Bon, Nishiki étant qui il était, cela s’accompagnait de blague toujours plus ou moins… orientées, mais comme Jacob n’avait jamais eu l’air de le prendre mal ou de s’offusquer plus que de raisons, ce comportement presque naturel dans ses moments détendus était tout bêtement rentré dans sa routine comme un jeu inoffensif supplémentaire.
Pas qu’il ne soit pas contre l’idée en en elle-même mais il avait bien conscience que la personne en face de lui prenait ça à la rigole. Mais hey, il y avait assez de personnes dans cette ville pour contenter tout le monde.

Ils s’arrêtèrent en bas de chez Jacob, comme à leur habitude, et Nishiki s’étira rapidement en s’attendant à repartir après des au revoir toujours brefs. S’il fut un instant surpris de l’invitation – ce n’était pourtant pas la première fois – il l’accepta volontiers : la nuit ne faisait que commencer pour lui et passer un peu de temps en bonne compagnie était toujours appréciable.
Décidément, toujours aussi sobre…
Le jeune homme s’installa sur le canapé, le dos droit mais légèrement penché en avant, laissant ses avant-bras reposer sur ses genoux pour poliment éviter d’appuyer son dos dégoulinant de sueur à travers son vêtement – un simple t-shirt qui laissait facilement entrevoir l'encre sous sa peau : ce qui était presque extraordinaire chez lui mais courir en chemise n’était pas le plus… pratique. Il accepta le verre d’eau avec plaisir, se forçant à en boire de petites gorgées à la fois. Le frais lui fit du bien et il laissa échapper un soupir léger.

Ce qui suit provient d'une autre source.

PR #112, opened 2020-09-27
[Feature] Add ConceptGraph

neenjaw:
This is a translation of [neenjaw/ruby-exercism-graph](https://github.com/neenjaw/ruby-exercism-graph) according to neenjaw/ruby-exercism-graph#1.

Purpose: The Concept Graph of the v3-dashboard created an important visualization for the progression of the track as it is to be presented to students.  Non-final versions of this are being worked on for the student-facing website.  This is a small class library to be able to transform a list of concept-exercise hashes (not ActiveRecords) into a directed graph, and also to compute a presentation layout.

Four files are being added here (2 source with 2 test):
- `app/models/concept_graph.rb`
  - The object creates the graph from the list of concept-exercise hashes
- `lib/graph_utils.rb`
  - provides module methods for working with graph data structures
- `test/app/models/concept_graph_test.rb`
- `test/lib/graph_utils.rb`

Things to work on:
- how the concept graph obtains its data & when, how it is triggered
- test coverage
  - Being newer to rails, I am unsure how to test this feature in isolation from the other tests (I don't have mariadb set up locally and my attempts to run tests have failed because I think it can't connect to a test database)
  - How are test fixtures defined in rails tests?
    - Just so I can test a known list of exercises and determine the expected results


app/models/concepts_graph.rb
```diff
@@ -0,0 +1,98 @@
...
+    @edges = make_edges
+    @adjacency = GraphUtils.make_adjacency_list(self)
+    @has_cycle = GraphUtils.contains_cycle?(adjacency)
+  end
+
+  # Layout computes the ordering of the exercises in a track by creating
+  # a graph then traversing it to discover and memoize the progression
+  def to_layout
+    return [] if nodes.empty?
+    return :error if has_cycle
```
iHiD, line 28: Let's inline this. We only use the variable in one place so we don't need it extracted. This way we also can do it JIT.

```suggestion
    return :error if GraphUtils.contains_cycle?(adjacency)
```

app/models/concepts_graph.rb
```diff
@@ -0,0 +1,98 @@
+# ConceptGraph transforms a track configuration to a form compatible for manipulating for
+# displaying the progression of the track
+class ConceptsGraph
```
iHiD, line 3: Mandate will give us some useful helper methods - not least `memoize`.

```suggestion
class ConceptsGraph
  include Mandate
```

app/models/concepts_graph.rb
```diff
@@ -0,0 +1,98 @@
...
+        index: i,
+        slug: exercise['slug'],
+        uuid: exercise['uuid'],
+        concepts: exercise['concepts'],
+        prerequisites: exercise['prerequisites']
+      )
+    end.freeze
+  end
+
+  def make_concept_lookup
```
iHiD, line 53: Rather than setting the instance variable, let's just pop this in a memoized method.

```suggestion
  memoize
  def node_lookup_by_concept
```

app/models/concepts_graph.rb
```diff
@@ -0,0 +1,98 @@
...
+    :node_lookup_by_index,
+    :adjacency,
+    :has_cycle
+  )
+
+  def initialize(track_config)
+    @language = track_config['language']
+    @nodes = make_nodes(track_config['exercises'])
+    @node_lookup_by_concept = make_concept_lookup
+    @node_lookup_by_index = make_index_lookup
```
iHiD, line 18: These can be deleted if extracted into the memoized method.

```suggestion
    @node_lookup_by_concept = make_concept_lookup
    @node_lookup_by_index = make_index_lookup
```

app/models/concepts_graph.rb
```diff
@@ -0,0 +1,98 @@
...
+    @edges = make_edges
+    @adjacency = GraphUtils.make_adjacency_list(self)
+    @has_cycle = GraphUtils.contains_cycle?(adjacency)
```
iHiD, line 21: This can be inlined and deleted (see below)

```suggestion
```

app/models/concepts_graph.rb
```diff
@@ -0,0 +1,98 @@
...
+    :adjacency,
+    :has_cycle
+  )
+
+  def initialize(track_config)
+    @language = track_config['language']
+    @nodes = make_nodes(track_config['exercises'])
+    @node_lookup_by_concept = make_concept_lookup
+    @node_lookup_by_index = make_index_lookup
+    @edges = make_edges
```
iHiD, line 19: And this into a memoized method too.

app/models/concepts_graph.rb
```diff
@@ -0,0 +1,98 @@
...
+    :language,
+    :nodes,
+    :edges,
+    :node_lookup_by_concept,
+    :node_lookup_by_index,
+    :adjacency,
+    :has_cycle
+  )
+
+  def initialize(track_config)
```
iHiD, line 14: This will take a `track` object.

app/models/concepts_graph.rb
```diff
@@ -0,0 +1,98 @@
...
+    @language = track_config['language']
+    @nodes = make_nodes(track_config['exercises'])
```
iHiD, line 16: Pop this as a memoized method. You can directly refer to `track.concepts` and `track.practice_exercises` from in that method.

app/models/concepts_graph.rb
```diff
@@ -0,0 +1,98 @@
+# ConceptGraph transforms a track configuration to a form compatible for manipulating for
+# displaying the progression of the track
+class ConceptsGraph
+  attr_reader(
+    :language,
```
iHiD, line 5: This can be removed.

app/models/concepts_graph.rb
```diff
@@ -0,0 +1,98 @@
...
+    :nodes,
+    :edges,
+    :node_lookup_by_concept,
+    :node_lookup_by_index,
+    :adjacency,
+    :has_cycle
+  )
+
+  def initialize(track_config)
+    @language = track_config['language']
```
iHiD, line 15: This can be removed.

app/models/concepts_graph.rb
```diff
@@ -0,0 +1,98 @@
...
+        concepts: exercise['concepts'],
+        prerequisites: exercise['prerequisites']
+      )
+    end.freeze
+  end
+
+  def make_concept_lookup
+    nodes.each_with_object({}) do |node, lookup|
+      node.concepts.each { |concept| lookup[concept] = node }
+    end.freeze
```
iHiD, line 56: This is another way to do this:

```suggestion
  nodes.flat_map do |node|
    node.concepts.map { |concept| [concept, node] }
  end.to_h.freeze
```

I don't have a preference here, but in other places it's helpful (see below)

app/models/concepts_graph.rb
```diff
@@ -0,0 +1,98 @@
...
+    nodes.index_by(&:index).freeze
+  end
+
+  def make_edges
+    nodes.each_with_object([]) do |node, aggregate|
+      node.prerequisites.each_with_object(aggregate) do |prereq, a|
+        prereq_node = node_lookup_by_concept[prereq]
+        a << Edge.new(from: prereq_node, to: node) unless prereq_node.nil?
+      end
+    end.freeze
```
iHiD, line 69: An example of where flat_map can help 🙂 

```suggestion
    nodes.flat_map do |node|
      node.prerequisites.map do |prereq|
        prereq_node = node_lookup_by_concept[prereq]
        Edge.new(from: prereq_node, to: node) unless prereq_node.nil?
      end
    end.freeze
```

app/models/concepts_graph.rb
```diff
@@ -0,0 +1,98 @@
...
+
+  # Node for representing an exercise within a track
+  class Node
+    attr_reader :index, :slug, :concepts, :prerequisites
+
+    def initialize(index:, slug:, uuid:, concepts:, prerequisites:)
+      @index = index
+      @slug = slug
+      @uuid = uuid
+      @concepts = concepts.reduce([]) { |a, concept| a << concept.dup }
```
iHiD, line 94:
```suggestion
      @concepts = concepts.map { |concept| concept.dup }
```

I'm not sure I understand why we're duplicating the things here. What does it add?

iHiD:
Excellent work.

I've put together a PR with some suggestions and comments [here](https://github.com/neenjaw/exercism-v3-website/pull/1).

iHiD:
> how the concept graph obtains its data & when, how it is triggered

So, my thinking is:
- The levels are stored as a JSON field on the tracks table. Let's call it `concept_levels`.

Then we have something like

```
class Track
...
  def concept_levels
    super || begin
      Track::DetermineConceptLevels.(self).tap do |levels|
        update(levels: levels)
      end
    end
  end
...
end
```

> Being newer to rails, I am unsure how to test this feature in isolation from the other tests (I don't have mariadb set up locally and my attempts to run tests have failed because I think it can't connect to a test database)

To test one file:
```
rails test test/lib/graph_utils_test.rb
```

However, you probably need the `development_environment` setup to do anything. There are then instructions in the README here.

iHiD:
> How are test fixtures defined in rails tests?
> Just so I can test a known list of exercises and determine the expected results

We use FactoryBot to give us factories rather than fixtures for general situations. So far we've not had any data that's not in the db or git (see `test/repos`) as the source.

Having a `test/fixtures/...` directory is idiomatic. So creating that and putting it there would be fine.

neenjaw:
> [In regard to the data format](https://github.com/exercism/v3-website/pull/112#issuecomment-699694331)

There are a few things that I am unfamiliar with in your code snippet (`def.concept_levels` (is the period intentional?), `begin..end`, but what I assume this only determines the concept levels if they previously were not determined or if they needed to be updated (in the case of a track change)?

neenjaw:
I will get the development_environment working on my machine, I don't think I've kept it up to date so will go through the readme instructions again.

iHiD:
> def.concept_levels

Dot was a typo (I've correct it now). 

> begin..end, but what I assume this only determines the concept levels if they previously were not determined or if they needed to be updated (in the case of a track change)?

Yeah so you can wrap anything in a `begin...end` block and then treat it as a single thing. So `super || begin...end` says call `super` (get the data from the db) and if it's `nil`, then do `begin...end`. The result of that will get returned as the result of the function.

> I will get the development_environment working on my machine, I don't think I've kept it up to date so will go through the readme instructions again.

Cool. It should now be a bazillion times easier than the last time you probably tried it 🙂 

Also - README updates for any unclear bits are appreciated.

app/commands/track/determine_concepts_layout.rb
```diff
@@ -0,0 +1,121 @@
...
+      include Mandate
+
+      # Edge representing a directed edge
+      Edge = Struct.new(:from, :to, keyword_init: true)
+
+      # Node for representing an exercise within a track
+      Node = Struct.new(:index, :slug, :uuid, :concepts, :prerequisites, keyword_init: true)
+
+      # Add public readers
+      attr_reader :nodes, :edges
```
iHiD: Switch this to be private now.

app/commands/track/determine_concepts_layout.rb
```diff
@@ -0,0 +1,121 @@
...
+      memoize
+      def has_cycle?
+        GraphUtils.contains_cycle?(adjacencies)
+      end
+
+      def node_for_concept(concept)
+        nodes_keyed_by_concept[concept]
+      end
+
+      def node_for_index(index)
```
iHiD, line 118: We don't publically use this, so we could make it private or just use `nodes_keyed_by_index` directly internally.

app/commands/track/determine_concepts_layout.rb
```diff
@@ -0,0 +1,121 @@
...
+        exercises.map.with_index do |exercise, idx|
+          Node.new(
+            index: idx,
+            slug: exercise['slug'],
+            uuid: exercise['uuid'],
+            concepts: exercise['concepts'],
+            prerequisites: exercise['prerequisites']
+          )
+        end.freeze
+      end
```
iHiD, line 151: Just a future note: We won't actually need this method when we pass real data in, as the exercises will already be things that have all of these methods defined on them. So the constructor will just be able to have `@nodes = exercises`

test/commands/track/determine_concepts_layout_test.rb
```diff
@@ -0,0 +1,45 @@
...
+            'prerequisites' => %w[basics]
+          },
+          {
+            'slug' => 'basics',
+            'uuid' => 'c29c6092-9d44-4f21-8138-b873384fd90b',
+            'concepts' => %w[basics],
+            'prerequisites' => []
+          }
+        ]
+      }.freeze
```
iHiD: I wouldn't bother changing this, as we'll run this of factories before we merge anyway, but this would be more Rubyish to use symbols for the keys, rather than strings and fat arrows. e.g.:

```
            slug: 'basics',
            uuid: 'c29c6092-9d44-4f21-8138-b873384fd90b',
            concepts: %w[basics],
            prerequisites: []
          }
```

test/lib/graph_utils_test.rb
```diff
@@ -0,0 +1,30 @@
+require "test_helper"
+require 'graph_utils'
+
+class GraphUtilsTest < ActiveSupport::TestCase
+  def test_detect_cycles
+    assert GraphUtils.contains_cycle?([[1], [0]])
+    assert GraphUtils.contains_cycle?([[1], [2], [0]])
+    assert GraphUtils.contains_cycle?([[1], [2], [3], [1]])
```
iHiD, line 8: Can we have a `refute` or two in here too pls. Atm the test would pass if it `contains_cycle?` just returned `true`.

app/commands/track/determine_concepts_layout.rb
neenjaw: `#node_for_index(idx)` is used in `DetermineConceptsLayout#call` on line 23, did you mean `#node_for_concept(concept)`?

app/commands/track/determine_concepts_layout.rb
neenjaw: I'm uncertain which segment of the code you're referring to here by the snippet shown, but I think what you are saying is that the `Node` class may be redundant at some point in the future.  One limitation would be that an arbitrary index is assigned to the node in this implementation to facilitate graph manipulation since the graph functions use the index of the array to represent the node in the graph.

app/commands/track/determine_concepts_layout.rb
neenjaw: Done, see next commit

test/lib/graph_utils_test.rb
neenjaw: done

app/commands/track/determine_concepts_layout.rb
iHiD: Yes. Sorry 🙂

app/commands/track/determine_concepts_layout.rb
iHiD: OK, cool. Yeah - that's good to know 🙂

iHiD: (For clarity, I meant the whole of this method above).

ErikSchierboom:
Thanks for working on this @neenjaw! Much appreciated.

neenjaw:
I think also implementing something like a [transitive reduction pass](https://en.wikipedia.org/wiki/Transitive_reduction) might be worthwhile as well to reduce path noise.

ErikSchierboom:
That (the transitive reduction pass) _definitely_ looks like a great idea.

iHiD:
> I think also implementing something like a transitive reduction pass might be worthwhile as well to reduce path noise.


Yes. Agreed!

config/initializers/exceptions.rb
```diff
@@ -6,3 +6,4 @@ class SolutionLockedByAnotherMentorError < RuntimeError; end
 class TooManyIterationsError < RuntimeError; end
 class TrackSearchStatusWithoutUserError < RuntimeError; end
 class TrackSearchInvalidStatusError < RuntimeError; end
+class TrackHasCyclicPrerequisiteError < RuntimeError; end
```
iHiD: Good name. Could you put this in alphabetical order pls :)

app/commands/track/determine_concepts_layout.rb
```diff
@@ -0,0 +1,117 @@
+require 'graph_utils'
+
+# ConceptGraph transforms a track configuration to a form compatible for manipulating for
+# displaying the progression of the track
+class Track
+  class DetermineConceptsLayout
+    include Mandate
+
+    def initialize(track_config)
```
iHiD: So, presuming we pass a `track` into this, we have:

```ruby
track.concept_exercises #=> [Track::ConceptExercise]

# Then for each concept exercise
concept_exercise.taught_concepts #=> [Track::Concept]
concept_exercise.prerequisites #=> [Track::Concept]
```

You can get these set up in the tests using something like:

```ruby
track = create track
strings = create :track_concept, slug: "strings", track: track
booleans = create :track_concept, slug: "booleans", track: track

e1 = create :concept_exercise
e1.taught_concepts << strings

e2 = create :concept_exercise
e2.taught_concepts << booleans

e3 = create :concept_exercise
e3.prerequisites << strings
e3.prerequisites << booleans
```

This currently relies on #152 being merged.

app/commands/track/determine_concepts_layout.rb
```diff
@@ -0,0 +1,142 @@
...
+          end
+        end
+      end
+
+      def determine_nodes
+        exercises.map.with_index do |exercise, idx|
+          Node.new(
+            index: idx,
+            slug: exercise['slug'],
+            uuid: exercise['uuid'],
```
iHiD: Two thoughts:
1. I think it would be worth passing in the Concept object (which you'll get from the code above: https://github.com/exercism/v3-website/pull/112/files#r499166532). We can then use that to generate URLs, get their names, etc.
2. We don't use this uuid field anywhere as far as I can see.

app/commands/track/determine_concepts_layout.rb
```diff
@@ -0,0 +1,142 @@
...
+      end
+    end
+
+    memoize
+    def connections
+      levels.drop(1).with_index.flat_map do |(level, level_idx)|
+        level.flat_map do |node|
+          node.prerequisites.
+            map { |prerequisite| graph.node_for_concept(prerequisite) }.
+            reject(&:nil?).
```
iHiD:
```suggestion
            compact.
```

app/commands/track/determine_concepts_layout.rb
```diff
@@ -0,0 +1,142 @@
...
+    attr_reader :graph
+
+    memoize
+    def levels
+      return [] if graph.empty?
+
+      raise TrackHasCyclicPrerequisiteError if graph.has_cycle?
+
+      Array.new(graph.levels.max + 1) { [] }.tap do |level|
+        graph.levels.each_with_index do |level_idx, node_idx|
```
iHiD:
```suggestion
        graph.levels.each.with_index do |level_idx, node_idx|
```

- Tu cours plus régulièrement en ce moment ? J’ai trouvé ta foulée plus légère.

Nishiki se passa une main sur le front pour en enlever les quelques perles de sueur qu’il fit glisser jusque dans ses cheveux poivre et – un peu – sel pour en dénouer le lien de cuir qui les maintenait attaché. Il détestait toujours autant cela malgré les années, mais c’était toujours mieux que de finir avec des mèches dans le nez et les yeux pendant le sport.

- Ou peut-être que tu es juste particulièrement performant ce soir.

Il pencha légèrement la tête pour l’observer, un sourire entendu sur les lèvres – c’était plus fort que lui il devait avouer qu’avec l’habitude, il ne se rendait même plus forcément compte de tout ce genre de propos souvent interprétables.